» **REQUIRED ACTION**
Look through the entries below, please, and copy every line with the word "into".

» **RECORDS SUPPLIED**
PR #15508, opened 2022-09-12
Migrate create_hdd_multipath_lvm_textmode to autoyast

Avinesh:
Signed-off-by: Avinesh Kumar <akumar@suse.de>

Autoyast profiles and yaml schedule for creating image with multipath and lvm.

- Related ticket: https://progress.opensuse.org/issues/113596
- Verification runs:
  Jobs which create the hdd images and dependent jobs -
x86_64: https://openqa.suse.de/tests/9484677 => https://openqa.suse.de/tests/9496865#
aarch64: https://openqa.suse.de/tests/9484680 => https://openqa.suse.de/tests/9496871#
ppc64le: https://openqa.suse.de/tests/9485083 => https://openqa.suse.de/tests/9496866#

### DIFF
--- a/data/autoyast_sle15/create_hdd/create_hdd_multipath_lvm_textmode_aarch64.xml
+++ b/data/autoyast_sle15/create_hdd/create_hdd_multipath_lvm_textmode_aarch64.xml
@@ -1,0 +1,402 @@
+<?xml version='1.0' encoding='UTF-8'?>
+<!DOCTYPE profile>
+<profile xmlns="http://www.suse.com/1.0/yast2ns" xmlns:config="http://www.suse.com/1.0/configns">
+  <bootloader t="map">
+    <global t="map">
+      <cpu_mitigations>auto</cpu_mitigations>
+      <gfxmode>auto</gfxmode>
+      <hiddenmenu>false</hiddenmenu>
+      <os_prober>false</os_prober>
+      <secure_boot>true</secure_boot>
+      <terminal>gfxterm</terminal>
+      <timeout t="integer">-1</timeout>
+      <update_nvram>true</update_nvram>
+      <xen_kernel_append>vga=gfx-1024x768x16</xen_kernel_append>
+    </global>
+    <loader_type>grub2-efi</loader_type>
+  </bootloader>
+  <firewall t="map">
+    <default_zone>public</default_zone>
+    <enable_firewall t="boolean">true</enable_firewall>
+    <log_denied_packets>off</log_denied_packets>
+    <start_firewall t="boolean">true</start_firewall>
+    <zones t="list">
+      <zone t="map">
+        <description>For use in public areas. You do not trust the other computers on networks to not harm your computer. Only selected incoming connections are accepted.</description>
+        <interfaces t="list">
+          <interface>eth0</interface>
+        </interfaces>
+        <masquerade t="boolean">false</masquerade>
+        <name>public</name>
+        <ports t="list"/>
+        <protocols t="list"/>
+        <services t="list">
+          <service>dhcpv6-client</service>
+        </services>
+        <short>Public</short>
+        <target>default</target>
+      </zone>
+    </zones>
+  </firewall>
+  <general t="map">
+    <mode t="map">
+      <confirm t="boolean">false</confirm>
+    </mode>
+    <storage t="map">
+      <start_multipath t="boolean">true</start_multipath>
+    </storage>
+  </general>
+  <groups t="list">
+    <group t="map">
+      <gid>100</gid>
+      <groupname>users</groupname>
+      <userlist/>
+    </group>
+  </groups>
+  <host t="map">
+    <hosts t="list">
+      <hosts_entry t="map">
+        <host_address>127.0.0.1</host_address>
+        <names t="list">
+          <name>localhost</name>
+        </names>
+      </hosts_entry>
+      <hosts_entry t="map">
+        <host_address>::1</host_address>
+        <names t="list">
+          <name>localhost ipv6-localhost ipv6-loopback</name>
+        </names>
+      </hosts_entry>
+      <hosts_entry t="map">
+        <host_address>fe00::0</host_address>
+        <names t="list">
+          <name>ipv6-localnet</name>
+        </names>
+      </hosts_entry>
+      <hosts_entry t="map">
+        <host_address>ff00::0</host_address>
+        <names t="list">
+          <name>ipv6-mcastprefix</name>
+        </names>
+      </hosts_entry>
+      <hosts_entry t="map">
+        <host_address>ff02::1</host_address>
+        <names t="list">
+          <name>ipv6-allnodes</name>
+        </names>
+      </hosts_entry>
+      <hosts_entry t="map">
+        <host_address>ff02::2</host_address>
+        <names t="list">
+          <name>ipv6-allrouters</name>
+        </names>
+      </hosts_entry>
+      <hosts_entry t="map">
+        <host_address>ff02::3</host_address>
+        <names t="list">
+          <name>ipv6-allhosts</name>
+        </names>
+      </hosts_entry>
+    </hosts>
+  </host>
+  <networking t="map">
+    <dhcp_options t="map">
+      <dhclient_client_id/>
+      <dhclient_hostname_option>AUTO</dhclient_hostname_option>
+    </dhcp_options>
+    <dns t="map">
+      <dhcp_hostname t="boolean">false</dhcp_hostname>
+      <hostname>susetest</hostname>
+      <resolv_conf_policy>auto</resolv_conf_policy>
+    </dns>
+    <interfaces t="list">
+      <interface t="map">
+        <bootproto>dhcp</bootproto>
+        <name>eth0</name>
+        <startmode>auto</startmode>
+        <zone>public</zone>
+      </interface>
+    </interfaces>
+    <ipv6 t="boolean">true</ipv6>
+    <keep_install_network t="boolean">true</keep_install_network>
+    <managed t="boolean">false</managed>
+    <net-udev t="list">
+      <rule t="map">
+        <name>eth0</name>
+        <rule>KERNELS</rule>
+        <value>0000:00:03.0</value>
+      </rule>
+    </net-udev>
+    <routing t="map">
+      <ipv4_forward t="boolean">false</ipv4_forward>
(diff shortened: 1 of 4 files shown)


ge0r (approved):
LGTM!

data/autoyast_sle15/create_hdd/create_hdd_multipath_lvm_textmode_aarch64.xml
```diff
@@ -0,0 +1,402 @@
...
+          <create_subvolumes t="boolean">true</create_subvolumes>
+          <filesystem t="symbol">btrfs</filesystem>
+          <format t="boolean">false</format>
+          <lv_name>root</lv_name>
+          <mount>/</mount>
+          <mountby t="symbol">device</mountby>
+          <pool t="boolean">false</pool>
+          <quotas t="boolean">false</quotas>
+          <resize t="boolean">false</resize>
+          <size>10599006208</size>
```
b10n1k, line 156: i would rather have the size in percentage. Such as when the image size is changing the installation can adapt. wdyt?

schedule/kernel/autoyast_create_hdd_multipath_lvm_textmode.yaml
```diff
@@ -0,0 +1,25 @@
+name: multipath
```
b10n1k, line 1: s/multipath/multipath_textmode/

b10n1k: or s/multipath/multipath_lvm_textmode/

schedule/kernel/autoyast_create_hdd_multipath_lvm_textmode.yaml
```diff
@@ -0,0 +1,25 @@
...
+    Prepare image with multipath and lvm enabled using autoyast installation for kernel testing.
+
+vars:
+    DESKTOP: textmode
+    MULTIPATH: 1
+    LVM: 1
+    HDDMODEL: scsi-hd
+    SEPARATE_HOME: 0
+    INSTALLONLY: 1
+    AUTOYAST: autoyast_sle15/create_hdd/create_hdd_multipath_lvm_textmode_%ARCH%.xml
```
b10n1k, line 13: i am not sure how you plan to setup the test. in case this is a new testsuite that wouldnt make sense here. in additional mixing variables doesnt look good. for instance `HDDMODEL` should come from machine variables. Can you shed some light why do we need the `vars` section in the yaml?

b10n1k (changes requested):
in additional to the comments, can you consider to merge the xmls? that will simplify future maintainance

schedule/kernel/autoyast_create_hdd_multipath_lvm_textmode.yaml
czerw: that is correct, `HDDMODEL` needs to be defined at test suite level to have impact, before is vm created (it's late in yaml), but it doesn't do any harm here.    Ir was always like this and we didn't consider to create new machine definition for it, so it is fine, like it is now.

schedule/kernel/autoyast_create_hdd_multipath_lvm_textmode.yaml
Avinesh: Thank you, updating this.

schedule/kernel/autoyast_create_hdd_multipath_lvm_textmode.yaml
Avinesh: Thank you @b10n1k and @czerw for the explanation. I think I just based this on the existing yaml - `create_hdd_multipath_lvm_extmode.yaml`
Please confirm if I should remove the vars other than AUTOYAST.

Avinesh:
> in additional to the comments, can you consider to merge the xmls? that will simplify future maintainance

@b10n1k , @ge0r , Do we have any documentation or example commit which can help with merging the xmls for all the archs?

data/autoyast_sle15/create_hdd/create_hdd_multipath_lvm_textmode_aarch64.xml
b10n1k: An example is https://github.com/os-autoinst/os-autoinst-distri-opensuse/blob/master/data/autoyast_sle15/hpc/create_hdd_textmode_x86_64.xml.ep#L350. 
If you really need documentation i have found https://documentation.suse.com/sles/15-SP2/html/SLES-all/cha-configuration-installation-options.html#ay-partition-configuration

schedule/kernel/autoyast_create_hdd_multipath_lvm_textmode.yaml
b10n1k: i am not sure what @czerw says.
However my emphasis is what reasoning the use of the variables in the yaml here. i still dont understand if we have a good explanation having the variables here. At least all of them. there are different approaches to schedule the job and i guess the main difference is the AUTOYAST. That can be defined here (depends!). But the rest of the variables are already defined in the `create_hdd_multipath_lvm_textmode`.

Here is some of the flows:
1. create a new testsuite
2. override the `create_hdd_multipath_lvm_textmode` in the jobgroup

if you do the 1 all those variables need to be in testsuite. but you kinda duplicate entries in the db
if you go with 2 all the variables except AUTOYAST do not need to be here as you can reuse the `create_hdd_multipath_lvm_textmode`. (or set them there but this is just matter of personal taste). 

Do you see my objection or do we need to have a chat?

b10n1k:
> > in additional to the comments, can you consider to merge the xmls? that will simplify future maintainance
> 
> @b10n1k , @ge0r , Do we have any documentation or example commit which can help with merging the xmls for all the archs?

 https://github.com/os-autoinst/os-autoinst-distri-opensuse/blob/master/data/autoyast_sle15/hpc/create_hdd_textmode_x86_64.xml.ep

schedule/kernel/autoyast_create_hdd_multipath_lvm_textmode.yaml
Avinesh: I think we are following the option 1 of creating new testsuites for autoyast based installation. And I think we can remove the existing testsuites once we have moved to the new ones completely. @czerw, please correct me if I am wrong.
So all these variables except AUTOYAST should be moved to new testsuite settings in osd?

Avinesh:
> > > in additional to the comments, can you consider to merge the xmls? that will simplify future maintainance
> > 
> > 
> > @b10n1k , @ge0r , Do we have any documentation or example commit which can help with merging the xmls for all the archs?
> 
> https://github.com/os-autoinst/os-autoinst-distri-opensuse/blob/master/data/autoyast_sle15/hpc/create_hdd_textmode_x86_64.xml.ep

Oh, I was thinking you are asking to merge all three archs' xmls into one, but the idea is to merge 
[multipath xml](https://github.com/os-autoinst/os-autoinst-distri-opensuse/blob/master/data/autoyast_sle15/create_hdd/create_hdd_multipath_textmode_x86_64.xml), and multipath+lvm xml in this PR (and then multipath+lvm+encrypt also) for each archs separately.

Avinesh:
> > > in additional to the comments, can you consider to merge the xmls? that will simplify future maintainance
> > 
> > 
> > @b10n1k , @ge0r , Do we have any documentation or example commit which can help with merging the xmls for all the archs?
> 
> https://github.com/os-autoinst/os-autoinst-distri-opensuse/blob/master/data/autoyast_sle15/hpc/create_hdd_textmode_x86_64.xml.ep

Thank you @b10n1k for sharing a sample patch (in email) showing how to combine the different arch xmls into single one.
But now that I understand it, I would say it is better to keep them separate as adding the arch based conditional logic (like - `% if ($check_var->('ARCH', 'ppc64le'))` in many places in xml brings in unnecessary complexities.
And anyway, we should first commit these profiles as separate files just to have complete git log history, and if we decide to combine, we should that in subsequent commits.
@czerw , please provide your inputs.

schedule/kernel/autoyast_create_hdd_multipath_lvm_textmode.yaml
czerw: @b10n1k  i don't understand you too :)

czerw (approved):

schedule/kernel/autoyast_create_hdd_multipath_lvm_textmode.yaml
b10n1k: As per the current situation we have `autoyast_create_hdd_multipath_lvm_encrypt_textmode` `autoyast_create_hdd_multipath_lvm_textmode` and `autoyast_create_hdd_multipath_textmode` (new test suites). 

What you can do is to
1. either remove the `DESKTOP=textmode` from there to not get confused.
2. move all the variables into the new test suites

data/autoyast_sle15/create_hdd/create_hdd_multipath_lvm_textmode_aarch64.xml
b10n1k: lets close this as per offline agreement. fix that in another round

schedule/kernel/autoyast_create_hdd_multipath_lvm_textmode.yaml
Avinesh: @b10n1k , I removed the vars from the yaml in updated commit and added them in the test suite in osd.

b10n1k: @Avinesh thanks. and sorry for making this that long :)

b10n1k (approved):
i still have some suggestions but let finish with that now and do the rest later. thanks @Avinesh for your patient :)

schedule/kernel/autoyast_create_hdd_multipath_lvm_textmode.yaml
Avinesh: Thank you @b10n1k for all the suggestions.

data/autoyast_sle15/create_hdd/create_hdd_multipath_lvm_textmode_aarch64.xml
Avinesh: yes, I'll update it in the next commit.

PR #17328, opened 2023-06-28
Set milestone test flag to agama_base.pm

coolgw:
Set milestone test flag to agama_base.pm

- Related ticket: https://progress.opensuse.org/issues/131483
- Needles: na
- Verification run: https://openqa.opensuse.org/tests/3420599#

### DIFF
--- a/lib/Yam/agama/agama_base.pm
+++ b/lib/Yam/agama/agama_base.pm
@@ -33,4 +33,8 @@ sub post_run_hook {
     ensure_serialdev_permissions;
 }
 
+sub test_flags {
+    return {fatal => 1};
+}
+
 1;


sofiasyria:
LGTM

rakoenig:
LGTM

lib/yam/agama/agama_base.pm
```diff
@@ -33,4 +33,8 @@ sub post_run_hook {
     ensure_serialdev_permissions;
 }
 
+sub test_flags {
+    return {fatal => 1, milestone => 1};
```
lemon-suse, line 37: I think we don't need to set milestone since we haven't such requirement for a snapshot here.

coolgw: I just use this flag to stop failed case, not used for make snapshot here.

lemon-suse: If just want to stop when failed, we can just set 'fatal=1', 'milestone' is for a snapshot for the current test environment.

jknphy: afir milestone shouldn't be needed. seems that PR need rebase now.

coolgw: @jknphy PR arleady rebase and VR done.

PR #17332, opened 2023-06-29
Improve summary of journal_check

clanig:
This PR just improves the summary of what the module journal_check does do.

### DIFF
--- a/tests/console/journal_check.pm
+++ b/tests/console/journal_check.pm
@@ -3,7 +3,9 @@
 # Copyright 2017-2021 SUSE LLC
 # SPDX-License-Identifier: FSFAP
 
-# Summary: Basic journal tests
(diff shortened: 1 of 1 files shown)


tests/console/journal_check.pm
```diff
@@ -3,7 +3,9 @@
 # Copyright 2017-2021 SUSE LLC
 # SPDX-License-Identifier: FSFAP
 
-# Summary: Basic journal tests
+# Summary: Check system journal for errors given a list of known patterns
+#          referring to known bugs. This module will fail in case an unknown
+#          message was found.
```
grisu48, line 8: I would add, that it also fails in case a failing systemd service is detected (see Lines 97 and following)

clanig: You are right. Thanks for pointing that out. I have added it in the newly pushed version.

PR #17341, opened 2023-06-30
[WIP]Add test info for kvm mitigation function

museQi:
Add some info for kvm mitigation function test.
- Related ticket: https://progress.opensuse.org/issues/130841?issue_count=130&issue_position=12&next_issue_id=130667&prev_issue_id=130847
- Verification run:http://10.67.129.7/tests/2234/file/autoinst-log.txt
                               http://10.67.129.7/tests/2287/logfile?filename=autoinst-log.txt

### DIFF
--- a/lib/Mitigation.pm
+++ b/lib/Mitigation.pm
@@ -201,6 +201,7 @@ sub read_msr {
 
 sub vulnerabilities {
     my $self = shift;
+    diag "Check if $self->{'name'} is affected.";
     if ($self->read_cpuid_edx() & $self->CPUID()) {
         if ($self->read_msr() & $self->MSR()) {
             record_info("$self->{'name'} Not Affected", "This machine needn't be tested.");
@@ -246,6 +247,7 @@ sub lscpu {
 #This function will finish testing in default status.
 #As out of box testing. and clean up all mitigations parameters.
 sub check_default_status {
+    diag "Check mitigation default status.";
     my $self = shift;
     assert_script_run('cat /proc/cmdline');
     if (ref($self->{parameter}) ne 'ARRAY') {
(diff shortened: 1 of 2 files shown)


museQi:
@XGWang0 @zyuhu,please help me review.

lib/Mitigation.pm
```diff
@@ -246,6 +247,7 @@ sub lscpu {
 #This function will finish testing in default status.
 #As out of box testing. and clean up all mitigations parameters.
 sub check_default_status {
+    diag "check mitigation default status.";
```
zyuhu, line 250: Since we're adding logs, think we could have the format uniform, like all logs first letter uppercase

lib/Mitigation.pm
```diff
@@ -274,6 +276,7 @@ sub check_default_status {
 #Check cpu flags exist or not.
 #when $cmd is off, the match is inverted.
 sub check_cpu_flags {
+    diag "check the cpu flags.";
```
zyuhu, line 279: same with line 250 comment, below same comment will skip, please check.

lib/Mitigation.pm
```diff
@@ -201,6 +201,7 @@ sub read_msr {
 
 sub vulnerabilities {
     my $self = shift;
+    diag "Check if $self->{'name'} is affected.";
```
zyuhu, line 204: is that more convenient to add function or method name here?

XGWang0:
I think you should add the info including the status, not the pure message to record the code is ran.

museQi:
> I think you should add the info including the status, not the pure message to record the code is ran.

Almost all the functions uses the assert_script_run,So about the status can be seen by this.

» **EXERCISE OUTPUT**
Oh, I was thinking you are asking to merge all three archs' xmls into one, but the idea is to merge 
Thank you @b10n1k for sharing a sample patch (in email) showing how to combine the different arch xmls into single one.
2. move all the variables into the new test suites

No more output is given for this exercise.